I jumped in, careful that my abbayah and scarf didn't entrap me in the car door and turned to greet my fellow passengers. These women were also compound-dwellers who worked with Zubaidah in the nutrition section, both of them dieticians. One was a pretty, blond Irish girl, the other a tall, imposing redhead, Christine, a Canadian. Christine had been in the Kingdom for some time and knew Zubaidah well. We chatted along the way, talking of home (which was always elsewhere, no matter how long anyone had lived in the Kingdom). We shared our common stories of adjusting to life in the Kingdom. I mentioned to Christine how much I missed my duck-down duvet which I had left in New York. I was astounded and delighted when the ladies told me I could pick up a new one at Ikea! In Riyadh? There was a market for Scandinavian furniture here? Somehow, I couldn't imagine a Saudi assembling flat-pack furniture.

As we drove on, I discovered Christine had been in the Canadian army and had been a UN peacekeeper patrolling the Golan Heights before she was a nutritionist here. The diversity of backgrounds amongst the expats was only beginning to come into focus. Everyone was more than they appeared, often having lived in several other countries, and often having more than one profession.

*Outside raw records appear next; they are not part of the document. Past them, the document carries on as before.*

PR #1098, opened 2020-10-01
Sync Relay example Flow config

mrtnzlml:
This should fix at least one of the CI errors in the shipped version, see: https://github.com/adeira/relay-example/runs/1192058222


tbergq (approved):

tbergq:
The pipeline is green again 👏

PR #3033, opened 2021-08-31
SX Design: do not publish storybook related files

mrtnzlml:


src/sx-design/src/Modal/Modal.js
```diff
@@ -33,7 +33,7 @@ type Props = {
  * element that was focused just before the modal activated.
  *
  * TODO: implement important accessibility features:
- *  - correct aria attributes
+ *  - prevent background scroll
```
mrtnzlml, line 36: This is just so I don't forget. The ARIA attributes should be set properly already.

mrtnzlml: Fuck it, better do it properly: https://github.com/adeira/universe/pull/3034

michalsanger (approved):

PR #3044, opened 2021-09-02
Relay: use version 12.0.0

mrtnzlml:
See: https://github.com/facebook/relay/releases/tag/v12.0.0

---

A big part of Relay 12 is focused on logging. So does this PR: it has 3 commits where the first one is removing the old loggers, the second one upgrades Relay itself and the last commit implements the logger again (but hopefully better than before).

I would like to ship additional breaking changes before releasing a new major `@adeira/relay` version, stay tuned.


src/relay/src/requestSubscription.js
```diff
@@ -1,17 +0,0 @@
-// @flow
-
-import { requestSubscription as _requestSubscription, type Environment } from 'react-relay';
-import type { GraphQLSubscriptionConfig, Disposable } from 'relay-runtime';
-
-type SubscriptionPayload = { +[key: string]: any, ... };
```
mrtnzlml, line 6: Something got fixed in Relay so this is no longer needed.

src/relay/src/RelayLogger.js
```diff
@@ -0,0 +1,78 @@
...
+      const seconds = Math.round((Date.now() - fetchTime) / 1000);
+      return `🟢 ${seconds}s old${shouldFetch ? ', re-fetching' : ''}`;
+    }
+    return `🟢 ${shouldFetch ? 're-fetching' : ''}`;
+  } else if (queryAvailability.status === 'stale') {
+    return `🟠 ${shouldFetch ? 're-fetching' : ''}`;
+  } else if (queryAvailability.status === 'missing') {
+    return `🔴 ${shouldFetch ? 'fetching' : ''}`;
+  }
+  (queryAvailability.status: empty);
```
michalsanger, line 24: All clear, I just don't get this line

michalsanger (approved):

src/relay/src/RelayLogger.js
mrtnzlml: It is an exhaustive check: https://mrtnzlml.com/docs/flow/patterns/exhaustive-checking

Basically, in case I'd forget to implement one of the statuses (or a new one will be added in the future) it will throw the following error:

Screen Shot 2021-09-06 at 8 46 17

In other words, it says: the status was not completely exhausted and `stale` needs to be implemented.

PR #3074, opened 2021-09-05
SX Design: finish `Tabs` accessibility implementation

mrtnzlml:
This commit corrects accessibility implementation of the `Tabs`
component. Basically, you can focus the active tab via `Tab` key and
then you can navigate the tabs using arrows (not via `Tab` key).

This implementation should follow recommendations as per: https://www.w3.org/TR/wai-aria-practices/#tabpanel

### DIFF
--- a/src/sx-design/src/Tabs/Tabs.js
+++ b/src/sx-design/src/Tabs/Tabs.js
@@ -1,9 +1,10 @@
 // @flow
 
-import React, { type Node } from 'react';
+import React, { useRef, type Node } from 'react';
 import sx from '@adeira/sx';
 
 import Text from '../Text/Text';
+import useKeyPress from '../useKeyPress';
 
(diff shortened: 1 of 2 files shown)


src/sx-design/src/Tabs/Tabs.js
```diff
@@ -17,30 +17,96 @@ type Props = {
...
+          // focus FIST tab (going from the right card to the beginning)
+          tabRefs.current[0]?.focus();
+        }
+      }
+    };
+
+    window.addEventListener('keydown', keypressHandler);
+    return () => {
+      window.removeEventListener('keydown', keypressHandler);
+    };
```
mrtnzlml, line 86: TODO: it would be nice to reuse `useKeyPress.js` from https://github.com/adeira/universe/pull/3076

michalsanger (approved):

PR #3081, opened 2021-09-07
eslint-config: set jsx-a11y/accessible-emoji to off

tbergq:
From some testing on os x with VoiceOver, it seems the guidance
provided in the rule jsx-a11y/accessible-emoji leads to a degraded
experience with the label not being announced to the user.

See [issue here](https://github.com/jsx-eslint/eslint-plugin-jsx-a11y/issues/627)


michalsanger (approved):

mrtnzlml:
Nice! Thank you.

PR #3126, opened 2021-09-15
Universe: remove `scripts/generateFlow.js`

mrtnzlml:
This script made sense before where we were managing multiple
`.flowconfig` files, but it doesn't bring anything to the table now.
I do have some future plans which would make this script relevant again
but no capacity for it. So, at this moment, it's just an annoyance.


.flowconfig
```diff
@@ -1,49 +1,70 @@
-# @generated SignedSource<<2939b4229c2154e42c786ee5e0eb9e53>>
-#
-# To regenerate run:
-# yarn monorepo-babel-node scripts/generateFlow.js
-#
-[declarations]
-.+/node_modules/.+
-
+# https://flow.org/en/docs/config/ignore/
```
mrtnzlml, line 1: This is essentially a copy of `.flowconfig.template.base`.

PR #3183, opened 2021-09-27
SX Design: add new component `Menu`

mrtnzlml:
Please note: this component is not finished yet, but it's a good start.
I need to focus on correct positioning and accessibility in the future
commits.

Inspiration:

- https://seek-oss.github.io/braid-design-system/components/MenuItem
- https://vercel.com/design/menu

---

Screen Shot 2021-09-27 at 10 10 34


src/sx-design/src/Menu/Menu.js
```diff
@@ -0,0 +1,63 @@
...
+
+/**
+ * TODO: render in a `Drawer` for small viewports (see `ModalDrawer`)
+ * TODO: use positioning algorithm similar to `Tooltip` (reuse)
+ * TODO: accessibility (https://www.w3.org/TR/wai-aria-practices-1.1/#menu)
+ */
+export default function Menu(props: Props): Node {
+  const [isMenuOpen, setIsMenuOpen] = useState(false);
+
+  const handleButtonClick = useCallback(() => {
```
tbergq, line 30: Why are you using `useCallback` here?

src/sx-design/src/Menu/__tests__/Menu.test.js
```diff
@@ -0,0 +1,61 @@
...
+      </Menu.Item>
+      <Menu.ItemDivider data-testid="MenuItemDivider" />
+      <Menu.Item tint="error" onClick={jest.fn()}>
+        Delete
+      </Menu.Item>
+    </Menu>,
+  );
+
+  // Everything is hidden by default (not in the DOM):
+  expect(queryByText('One')).toBeNull();
```
tbergq, line 27: What about using [toBeInTheDocument](https://testing-library.com/docs/guide-disappearance/#nottobeinthedocument)

src/sx-design/src/Menu/__tests__/Menu.test.js
```diff
@@ -0,0 +1,61 @@
...
+  expect(queryByText('Two')).toBeNull();
+  expect(queryByText('Three')).toBeNull();
+  expect(queryByTestId('MenuItemDivider')).toBeNull();
+  expect(queryByText('Delete')).toBeNull();
+
+  // We have to first open the menu:
+  fireEvent.click(getByRole('button'));
```
tbergq, line 34: Probably not the most important, but there is a package that is better for user events https://testing-library.com/docs/ecosystem-user-event/

src/sx-design/src/Menu/Menu.js
mrtnzlml: "Just in case we are going to optimize `Button` one day" kind of thinking.

But you are right it's probably not a good idea to do it for no reason. Will remove (as well as from the future PRs where I did something simialr).

tbergq (approved):

src/sx-design/src/Menu/__tests__/Menu.test.js
mrtnzlml: I will have a look at it thanks! Since I am not familiar with this package: do you know how does it differ from the `fireEvent`? In other words: why does `fireEvent` even exist if it's better to use something else? 🤔

src/sx-design/src/Menu/__tests__/Menu.test.js
mrtnzlml: I was not aware of this function, thanks!

This brings a question though. I was always using something like this in my tests:

```js
expect(getByText('Click me!')).toBeDefined();
```

Are you saying it's better to use this?

```js
expect(getByText('Click me!')).toBeInTheDocument();
```

And of course, if yes, do you know why? What is the difference? 🤔 

Thanks!

src/sx-design/src/Menu/__tests__/Menu.test.js
tbergq: I think userEvent also triggers hover, mouseOver etc before clicking the button, while the fireEvent does not. I think they were planning on merging this into the main package at some point. 

I'll see if I can find the article for you once I have time.

mrtnzlml: I am already preparing a PR to change the whole package from `fireEvent` to `userEvent`! 👍

src/sx-design/src/Menu/__tests__/Menu.test.js
tbergq: I didn't dive into the specifics, but at least from my pov it reads better. 

There might be some other benefit/edge case it covers 🤷‍♂️

PR #3191, opened 2021-09-28
SX Design: improve `Button` accessibility

mrtnzlml:
Basically, do not use `disabled` attribute for buttons because it makes
worse experience for people with visual impairment, see: https://css-tricks.com/making-disabled-buttons-more-inclusive/

Additionally, I fixed a bug (somehow related) in `LinkButton` so that
disabled link button doesn't trigger `onClick` callback and doesn't
try to navigate to the `href`.


src/sx-design/src/Button/Button.js
```diff
@@ -43,13 +49,21 @@ export default function Button(props: Props): React.Element<'button'> {
     });
   }
 
+  const handleOnClick = useCallback(
```
tbergq, line 52: Why do we need this `useCallback`?

src/sx-design/src/Button/Button.js
```diff
@@ -43,13 +49,21 @@ export default function Button(props: Props): React.Element<'button'> {
...
+    (event) => {
+      if (props.isDisabled !== true) {
+        props.onClick(event);
+      }
+    },
+    [props],
```
tbergq, line 58: If we do need it, the dependency array should probably only include the two attributes being used in the function.

src/sx-design/src/Link/LinkButton.js
```diff
@@ -27,8 +27,25 @@ type Props = {
...
+export default (React.forwardRef(function LinkButton(props, ref): Node {
+  const handleOnClick = useCallback(
+    (event) => {
+      if (props.isDisabled !== true) {
+        props.onClick?.(event);
+      } else {
+        event.preventDefault();
+      }
+    },
+    [props],
```
tbergq, line 46: Same questions as above

tbergq:
Thanks for sharing that article, TIL 🙂

src/sx-design/src/Button/Button.js
mrtnzlml: Like with the `Menu` PR (and https://github.com/adeira/universe/pull/3192) - the `useCallback` is incorrect here, thanks for pointing it out.

mrtnzlml:
> Thanks for sharing that article, TIL 🙂

BTW please note that it's not so simple: https://www.w3.org/TR/wai-aria-practices-1.1/#kbd_disabled_controls

Basically, there are cases where it might have sense to keep the buttons disabled.

> …
> Removing focusability from disabled elements can offer users both advantages and disadvantages. Allowing keyboard users to skip disabled elements usually reduces the number of key presses required to complete a task. However, preventing focus from moving to disabled elements can hide their presence from screen reader users who "see" by moving the focus.
> …

I have opted for removing the `disabled` attr by default because it feels like that should be default. But I can imagine that somewhere in the future we might add an option to opt-in to this "hard" disable (check the link for some examples).

tbergq (approved):

PR #3194, opened 2021-09-28
Eslint config: add new `eslint-plugin-testing-library`

mrtnzlml:
The enabled rules should be relatively non-invasive so the dependency
upgrade should be quite easy and without breaking changes.


src/eslint-config-adeira/src/presets/react.js
```diff
@@ -211,6 +212,40 @@ module.exports = ({
     'jsx-a11y/scope': ERROR,
     'jsx-a11y/tabindex-no-positive': ERROR,
   },
+  overrides: [
+    {
+      // React Testing Library (https://github.com/testing-library/eslint-plugin-testing-library)
+      files: ['**/__tests__/**/*.[jt]s?(x)', '**/?(*.)+(spec|test).[jt]s?(x)'],
+      rules: {
+        'testing-library/await-async-query': OFF, // TODO: seems to be broken for some `findAllByProps` in our codebase
```
tbergq, line 220: Interesting, did you create an issue on their github?

src/eslint-config-adeira/src/presets/react.js
```diff
@@ -211,6 +212,40 @@ module.exports = ({
...
+        'testing-library/no-await-sync-events': OFF,
+        'testing-library/no-await-sync-query': NEXT_VERSION_ERROR,
+        'testing-library/no-container': OFF,
+        'testing-library/no-debug': NEXT_VERSION_ERROR,
+        'testing-library/no-dom-import': [NEXT_VERSION_ERROR, 'react'],
+        'testing-library/no-manual-cleanup': OFF,
+        'testing-library/no-node-access': OFF,
+        'testing-library/no-promise-in-fire-event': NEXT_VERSION_ERROR,
+        'testing-library/no-render-in-setup': OFF,
+        'testing-library/no-unnecessary-act': OFF,
```
tbergq, line 233: Wouldn't this be of help?

tbergq (approved):

src/eslint-config-adeira/src/presets/react.js
mrtnzlml: It would. I changed it to `NEXT_VERSION_ERROR`. The thing is that there are many other rules from `testing-library` that should be enabled but my thinking is to do it gradually to ease the migration. I am also planning to include https://github.com/testing-library/eslint-plugin-jest-dom, but again: better to do it gradually in the next release for example. Hopefully, that makes sense.

src/eslint-config-adeira/src/presets/react.js
mrtnzlml: I did not. I didn't have much time for it but most importantly it was not very obvious to me what's the problem and if it's even a problem with `testing-library`. I thought it's going to be better to move forward and disable this for now and return to it later (since I am going to be enabling more rules and improving the plugin setup in general).

PR #3195, opened 2021-09-28
SX Design: improve source strings for translations

mrtnzlml:
Specifically, these strings made it hard to understand what needs to be
translated and how.


src/sx-design/src/Modal/ModalDialog.js
```diff
@@ -38,7 +38,9 @@ export default function ModalDialog(props: Props): Node {
                 size="small"
                 onClick={props.onClose}
                 aria-label={
-                  <fbt desc="close modal button ARIA description">close modal button</fbt>
+                  <fbt desc="ARIA description of the button which closes the modal dialog">
+                    button for closing the modal window
```
tbergq, line 42: See #3201, it shouldn't be necessary to have `button` in the aria-label text, as the screen-reader will announce that it is a button.

mrtnzlml: Makes sense! 👍

tbergq (approved):

PR #3202, opened 2021-09-29
SX Design: rotate chevron icon in Breadcrumb

tbergq:
Rotate chevron icon for rtl rather than rendering a different icon.
Pass setLocale function into story to be able to change locale in
stories.


tbergq:
@mrtnzlml the PR should only contain the rotating icon now.

mrtnzlml:
> Ahh, nice, I'll revert that change, I didn't know about this in storybook 👌

It's non-standard, I added it there. Will try to find a way how to document it better.

mrtnzlml (approved):

PR #3204, opened 2021-09-29
example-relay: add next bundle analyzer

tbergq:


src/example-relay/next.config.js
```diff
@@ -3,35 +3,40 @@
...
-      __dirname,
-      // @x-shipit-enable: 'babel.config.js',
-      '.babelrc.js', // @x-shipit-disable
-    ),
-    webpack: (config) => {
-      config.module.rules.push({
-        type: 'javascript/auto',
-        test: /\.mjs$/,
-      });
+module.exports = (withBundleAnalyzer(
```
mrtnzlml, line 15: Tip: there is a great `next-compose-plugins` that makes the Next.js configuration much more approachable, see: https://github.com/adeira/universe/blob/c96ff38e23de5eb9662ae7a3fdf160aa1c17d8c6/src/abacus-backoffice/next.config.js

mrtnzlml (approved):

src/example-relay/next.config.js
tbergq: Nice, I was thinking something like that would be nice. I'll add a separate PR for it.

PR #3213, opened 2021-09-30
fetch: use real timers

### LINKED ISSUE #2436: Jest: migrate from legacy timers
We are currently using `legacy` Jest timers (https://jestjs.io/docs/configuration#timers-string) and we should migrate them.

tbergq:
closes #2436

### DIFF
--- a/flow-typed/msw.js
+++ b/flow-typed/msw.js
@@ -1,0 +1,33 @@
+// @flow
+
+declare module 'msw' {
+  declare type Context = {
+    status: (number) => void,
+    delay: (number) => void,
+    json: (any) => void,
+    ...
+  };
+
+  declare type RestMethod = (
+    url: string,
+    (req: any, res: any, ctx: Context) => Promise<any>,
+  ) => void;
+  declare type Rest = {
+    get: RestMethod,
+    put: RestMethod,
+    post: RestMethod,
+    delete: RestMethod,
+  };
+  declare export var rest: Rest;
+}
+
+declare module 'msw/node' {
+  declare export type Server = {
+    listen: (config: { [key: string]: mixed }) => Promise<void>,
+    resetHandlers: () => Promise<void>,
+    close: () => Promise<void>,
+    use: (any) => void,
+    ...
+  };
+  declare export function setupServer(): Server;
+}
--- a/src/fetch/scripts/setupJest.js
+++ b/src/fetch/scripts/setupJest.js
@@ -1,0 +1,14 @@
+// @flow
+
+import { server } from '../src/test-utils';
+
+beforeAll(() =>
+  server.listen({
+    onUnhandledRequest: 'warn',
+  }),
+);
+// if you need to add a handler after calling setupServer for some specific test
+// this will remove that handler for the rest of them
+// (which is important for test isolation):
+afterEach(() => server.resetHandlers());
+afterAll(() => server.close());
--- a/src/fetch/src/__tests__/fetchWithRetries.403.test.js
+++ b/src/fetch/src/__tests__/fetchWithRetries.403.test.js
@@ -1,40 +1,17 @@
 // @flow
 
-import fetch from '../fetch';
 import fetchWithRetries from '../fetchWithRetries';
-import flushPromises from './_flushPromises';
-
-jest.mock('../fetch');
-
-beforeEach(() => {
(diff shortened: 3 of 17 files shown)


flow-typed/msw.js
```diff
@@ -0,0 +1,33 @@
+// @flow
```
tbergq, line 1: This probably needs a lot of improvements, but it is a start

src/fetch/src/__tests__/fetchWithRetries.403.test.js
```diff
@@ -1,40 +1,17 @@
...
+  server.use(
+    rest.get(url, (_, res, ctx) => {
+      return res(ctx.status(403));
+    }),
+  );
 
-  expect(handleNext).not.toBeCalled();
-  expect(handleCatch).toBeCalledWith(
+  await expect(fetchWithRetries(url, {})).rejects.toEqual(
     new Error('fetchWithRetries: Still no successful response after 1 retries, giving up.'),
```
tbergq, line 15: Technically, it is 0 retries, and 1 attempt, but 🤷

src/fetch/src/__tests__/fetchWithRetries.retries.test.js
```diff
@@ -1,37 +1,29 @@
...
-  expect(fetch.mock.calls).toHaveLength(retries + 1);
-
-  // Timeout last request.
-  await flushPromises();
-  jest.runAllTimers();
+  await expect(fetchWithRetries(url, { retryDelays, fetchTimeout: 100 })).rejects.toThrow(
+    'fetchWithRetries: Failed to get response from server (https://localhost), tried 4 times.',
+  );
+  await (() => {
+    // We have to wait for the last promise to resolve, if now we have an open handle
```
mrtnzlml, line 22: Probably:

```suggestion
    // We have to wait for the last promise to resolve, if not we have an open handle
```

src/fetch/scripts/setupJest.js
```diff
@@ -0,0 +1,14 @@
+// @flow
+
+import { server } from '../src/test-utils';
+
+beforeAll(() =>
+  server.listen({
+    onUnhandledRequest: 'warn',
```
mrtnzlml, line 7: Would `error` or some other kind of hard fail mechanism make more sense here?

flow-typed/msw.js
mrtnzlml: Can you please add there a to-do comment to move it to `flow-typed` repository where it belongs?

mrtnzlml (approved):
Very different kind of testing but seems to be more approachable. 👍

mrtnzlml:
Ay no, it got merged already. 😞 

@tbergq careful with the `automerge` label when the PR is bigger and might receive some comments.

src/fetch/scripts/setupJest.js
tbergq: Yeah, I thought so as well, but it doesn't really work that way. It is just about which console method you want to use, and since we have our test fail on unwanted console logs, this should be good enough.

tbergq:
> Ay no, it got merged already. 😬
> 
> @tbergq careful with the `automerge` label when the PR is bigger and might receive some comments.

Yeah, I didn't expect an approval if you wanted some changes ;) I'll use it with care.

tbergq:
> Very different kind of testing but seems to be more approachable. 👍

Yeah, I prefer `msw` to just mocking fetch for this reason. We also got rid of the weird timeout error messages we had, and are now getting the expected error from our tests 🙂

mrtnzlml:
> > Ay no, it got merged already. 😬
> 
> > 
> 
> > @tbergq careful with the `automerge` label when the PR is bigger and might receive some comments.
> 
> 
> 
> Yeah, I didn't expect an approval if you wanted some changes 😉  I'll use it with care. 

My bad as well. 🙈

src/fetch/scripts/setupJest.js
mrtnzlml: Ah ok. I checked it only briefly and I saw there some callback option as well. So I thought we could throw there. But I didn't spend much time reading it. 😬

tbergq: I thought so as well, and I tried doing so once, but it didn't fail the test.

PR #136, opened 2024-11-07
Enumerate valid scores in json schema

jadie1:
Added the option to enumerate the valid regression scores in the json schema by specifying 
`inference_kwargs.enum_scores` as true. Valid score options for each KDMA are added to `align_system/prompt_engineering/kdma_descriptions.yml` in a new field: `valid_scores`.


dmjoy:
LGTM!

PR #140, opened 2024-11-11
Add KDMA scale factor for comparative regression

eveenhuis:
Add option to scale KDMA values (e.g 0-100 instead of 0-10). Only implemented for comparative regression ADM (not non-comparative regression ADM)

Also updates the enum values option to accept either a list or range parameters, so that a user has more options to specify values as the possible values grow in number


jadie1:
@eveenhuis Just to make sure I am understanding correctly, the scale factor is always used regardless of whether `enum_scores` is true or false. So if you set the scale factor to 10 this would be equivalent to the current main branch, is that correct?

eveenhuis:
> @eveenhuis Just to make sure I am understanding correctly, the scale factor is always used regardless of whether `enum_scores` is true or false. So if you set the scale factor to 10 this would be equivalent to the current main branch, is that correct?

Yep!

jadie1 (approved):
I think this looks good. We are starting to put things in `kdma_descriptions.yml` that feel like they should maybe be in the config. But I like that we can potentially set them to different values for different KDMAs and I think it is okay for Phase 1. We just need to double check both `kdma_descriptions.yml` and the final config before the submission

eveenhuis:
> I think this looks good. We are starting to put things in `kdma_descriptions.yml` that feel like they should maybe be in the config. But I like that we can potentially set them to different values for different KDMAs and I think it is okay for Phase 1. We just need to double check both `kdma_descriptions.yml` and the final config before the submission

Yeah, I agree. I really wish the `factor` especially was in the config, but I felt like I couldn't separate it from the `score_examples` since they directly utilize it. Maybe you feel differently, though!

jadie1:
> Yeah, I agree. I really wish the `factor` especially was in the config, but I felt like I couldn't separate it from the `score_examples` since they directly utilize it. Maybe you feel differently, though!

Yeah I don't see an obvious way to do it. It's good to merge as is from my perspective

align_system/prompt_engineering/kdma_descriptions.yml
```diff
@@ -1,35 +1,52 @@
...
+  factor: 10
+  score_examples: 'Consider a situation where patient A and patient B are both injured. If both patients acted in a morally neutral manner, choosing to treat patient A would receive a score of {{ "%g" | format(0.5 * kdma_scale_factor) }} for moral deservingness. However if patient A caused harm or acted with poor morality, choosing to treat patient A would receive a score of {{ "%g" | format(0 * kdma_scale_factor) }}, while choosing to treat patient B would receive a score of {{ "%g" | format(1.0 * kdma_scale_factor) }}.'
```
dmjoy, line 5: I'm assuming the `"%g"` here formats into an integer?  (It's tough to google such a thing)

eveenhuis: It's "standard number format" or something along those lines, but yes 10.0 becomes 10, but 10.5 would stay 10.5

PR #151, opened 2024-11-14
Action type based ICL selection

jadie1:
Added ICL example selection method that gives larger weight to examples with the same action types as the current probe. To use set `incontext.method` to `matching_actions`.

If there are no ICL examples with the same action types then `prompt_bert_similarity` is used.


dmjoy:
LGTM, merging shortly

PR #155, opened 2024-12-06
Add multi-KDMA targets for testing

eveenhuis:
Adds multi-kdma targets for testing

`Ingroup Bias-lowhigh` means IB is low and MJ is high whereas `Moral judgement-lowhigh` means MJ is low and IB is high, i.e the KDMA that will be scored by the TA1/3 server is listed first


jadie1:
The targets look good, I think the names are a little confusing. Could we put both the KDMAs in them? Maybe something like `IO-low_MJ-high`?

jadie1:
Since these are not the "final" targets from TA1s I don't think the naming is super important if we just want to get this merged

eveenhuis:
Target files have been renamed

dmjoy (approved):

PR #156, opened 2024-12-18
Relevance

jadie1:
This PR adds:
- Unofficial Multi-KDMA distribution alignment targets
- Multi-KDMA target alignment functions that weight distance by relevance
- An oracle ADM that uses relevance
- Option to use Kaleido relevance with scalar targets
- Option to for comparative regression ADM to predict relevance 
- Relevance ICL for comparative regression


dmjoy:
No objections to merging from my side.

eveenhuis:
LGTM!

The driver headed away from the compound in a westerly direction, along the Khuraij Road, as he always did. Our compound was at the eastern-most tip of habitable land before the desert engulfed everything in earnest. Tonight we were headed into town and soon joined the fast-gathering traffic jams. Zubaidah's home was in a discreet corner of the residential and commercial neighborhood of Olleyah. Her home was on a road just off Siteen Street, a chic shopping address frequented by locals. She lived in the heart of Riyadh.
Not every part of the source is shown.